**Task details**
Gather the lines from the material that contain "skips".

**Data provided**

PR #4255, opened 2022-01-07
[REACTOS] AppHelp: Replace INVALID_HANDLE_VALUE by NULL

SergeGautherie:
`NULL` is already used at some places.

JIRA issue: [CORE-10187](https://jira.reactos.org/browse/CORE-10187)


learn-more:
Did you verify that this matches what windows is doing?

SergeGautherie:
> Did you verify that this matches what windows is doing?

Yes.

learn-more:
> > Did you verify that this matches what windows is doing?
> 
> Yes, test succeeds/skips as intended from XP to 8.1.

I see skips where it would run tests successfully without your changes.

**Answer to this task**
> Yes, test succeeds/skips as intended from XP to 8.1.
I see skips where it would run tests successfully without your changes.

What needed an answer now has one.